Vielleicht notiere ich mir die Tageszeit, zu der es an einem bestimmten Ort am hellsten ist, und gehe dann ein oder zwei Wochen lang immer wieder dorthin, wenn es sonnig ist. Wenn ich auf etwas stoße, was erstes Interesse weckt, bleibe ich dort, bis ich etwas gefunden habe, denn ich weiß, dass ich keine weitere Chance bekomme. Ich versuche, zu Veranstaltungen zu gehen, die gerade laufen. Saisonale Jahrmärkte, alles, was die Landschaft ein wenig verändert – die gleiche Szenerie kann langweilig werden.
Manchmal gehe ich einfach nur spazieren, manchmal schlage ich an einem bestimmten Ort mein Lager auf, ich habe keine feste Methode. Es hängt alles von dem Potenzial ab, das ich in der Szene sehe. Wenn der Moment, den ich mir vorstelle, möglich und das Warten wert zu sein scheint, dann warte ich.

MPB: Du bist wohl am bekanntesten für deine digitale Arbeit. Warum hast du dich entschieden, neben der digitalen Technik auch auf Film zu fotografieren? Ist es der Look, der Prozess oder die Denkweise?
CW: Beim Film geht es für mich vor allem um den Prozess. Die Farben sind großartig, und sie haben einen positiven Einfluss auf meine digitale Arbeit. Der Hauptgrund, heutzutage auf Film zu fotografieren, ist, dass man dadurch langsamer wird.
Es ist leicht, sich von der digitalen Technik mitreißen zu lassen und sich zu sehr auf die Kamera zu verlassen. Ich denke, alle müssen den Punkt erreichen, an dem sie großartige Aufnahmen auf Film machen können, und dann zur digitalen Technik zurückkehren, weil sie wissen, dass die zusätzlichen Funktionen eine Hilfe und keine Krücke sind. Beim Filmen achtet man mehr auf das Timing und analysiert das Licht noch genauer. Es nimmt einem auch einen Teil der Möglichkeiten zur Nachbearbeitung. Ich liebe es, dass die Dinge in der Kamera richtig sein müssen.

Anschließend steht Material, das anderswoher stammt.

PR #435, opened 2019-01-03
Support tests in nested workspaces (#238)

### LINKED ISSUE #238: Support repos with nested workspaces
We currently can't test repos with nested workspaces:
 - https://github.com/bazelbuild/examples
 - https://github.com/bazelbuild/rules_nodejs/blob/master/.circleci/config.yml#L76

We should add support for that.

irengrig:
Makes it possible to have a configuration like that:

```
---
 tasks
   my_task
     platform: ubuntu1604
     working_directory: <subdirectory under project directory>
     ...
```

Working directory is passed to bazel test test_targets invocation
(!!! but not to bazel build build_targets)

I tested it as much as I could (i.e. up to tracing the config was actually read and task for the platform found); but please check extensively

Fixes #238.

Thank you!

### DIFF
--- a/buildkite/bazelci.py
+++ b/buildkite/bazelci.py
@@ -1134,8 +1134,9 @@ def print_project_pipeline(platform_configs, project_name, http_config, file_con
     git_commit = None
     if (use_but or incompatible_flags) and git_repository and project_name:
         git_commit = get_last_green_commit(git_repository, DOWNSTREAM_PROJECTS[project_name]["pipeline_slug"])
-    for platform in platform_configs:
-        step = runner_step(platform, project_name, http_config, file_config,
+    for name, config in platform_configs.items():
+        platform = config["platform"]
+        step = runner_step(name, platform, project_name, http_config, file_config,
                            git_repository, git_commit, monitor_flaky_tests, use_but, incompatible_flags)
         pipeline_steps.append(step)
 
@@ -1167,10 +1168,12 @@ def print_project_pipeline(platform_configs, project_name, http_config, file_con
 
     print(yaml.dump({"steps": pipeline_steps}))
 
-def runner_step(platform, project_name=None, http_config=None, file_config=None,
+def runner_step(name, platform, project_name=None, http_config=None, file_config=None,
                 git_repository=None, git_commit=None, monitor_flaky_tests=False, use_but=False, incompatible_flags=None):
     host_platform = PLATFORMS[platform].get("host-platform", platform)
-    command = python_binary(host_platform) + " bazelci.py runner --platform=" + platform
+    command = python_binary(host_platform)\
+              + " bazelci.py runner --platform=" + platform\
+              + " --task=" + name
     if http_config:
         command += " --http_config=" + http_config
     if file_config:
@@ -1667,8 +1670,7 @@ def main(argv=None):
                                             test_incompatible_flags=args.test_incompatible_flags,
                                             test_disabled_projects=args.test_disabled_projects)
         elif args.subparsers_name == "project_pipeline":
-            configs = fetch_configs(args.http_config, args.file_config)
-            print_project_pipeline(platform_configs=configs.get("platforms", None),
+            print_project_pipeline(platform_configs=get_tasks(args),
                                    project_name=args.project_name,
                                    http_config=args.http_config,
                                    file_config=args.file_config,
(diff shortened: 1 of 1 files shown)


alexeagle:
I think rules_typescript and rules_nodejs would need this for build commands as well.
/cc @gregmagolan

buildkite/bazelci.py
```diff
@@ -1626,6 +1632,7 @@ def main(argv=None):
     project_pipeline.add_argument("--incompatible_flag", type=str, action='append')
 
     runner = subparsers.add_parser("runner")
+    runner.add_argument("--task", type=str)
```
philwo: Where is this argument used?

buildkite/bazelci.py
```diff
@@ -1670,8 +1677,13 @@ def main(argv=None):
                                    use_but=args.use_but,
                                    incompatible_flags=args.incompatible_flag)
         elif args.subparsers_name == "runner":
-            configs = fetch_configs(args.http_config, args.file_config)
-            execute_commands(config=configs.get("platforms", None)[args.platform],
+            tasks = get_tasks(args)
+            # there can be multiple tasks for a platform
+            for name in tasks:
+                task = tasks[name]
+                if hasattr(task, "platform") and task.platform != args.platform:
```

MPB: Du veranstaltest viele Workshops weltweit. Stand das Unterrichten für dich schon immer auf der Tagesordnung? Findest du es erfüllend, dein Wissen weiterzugeben?
CW: Das hatte ich nie in Betracht gezogen, bis mich jemand fragte, ob ich Workshops gebe, weil er gerne von mir lernen würde. Ich habe dann aber darüber nachgedacht und hatte keinen Grund, es nicht zu versuchen.
Wissen weiterzugeben ist sehr erfüllend. Wenn ich einer Person Monate ihrer Zeit ersparen kann – Zeit, die sie sonst damit verbracht hätte, die Dinge zu entdecken, die ich entdeckt habe – dann ist das eine tolle Sache. Wenn ich sie zu einem gewissen Verständnis dessen führen kann, was sie mit ihrer Arbeit erreichen wollen, ist das sogar noch besser. Es ist sehr befriedigend, wenn eine Person kurz nach einem meiner Workshops einen Druck verkauft, einen Preis gewinnt oder irgendwo darüber geschrieben wird. Jedes Mal, wenn ich sehe, dass eine Person, die an einem Workshop teilgenommen hat, auf der Straße steht und ihre Zeit investiert und motivierter ist als zuvor, dann weiß ich, dass ich meinen Job erfüllt habe.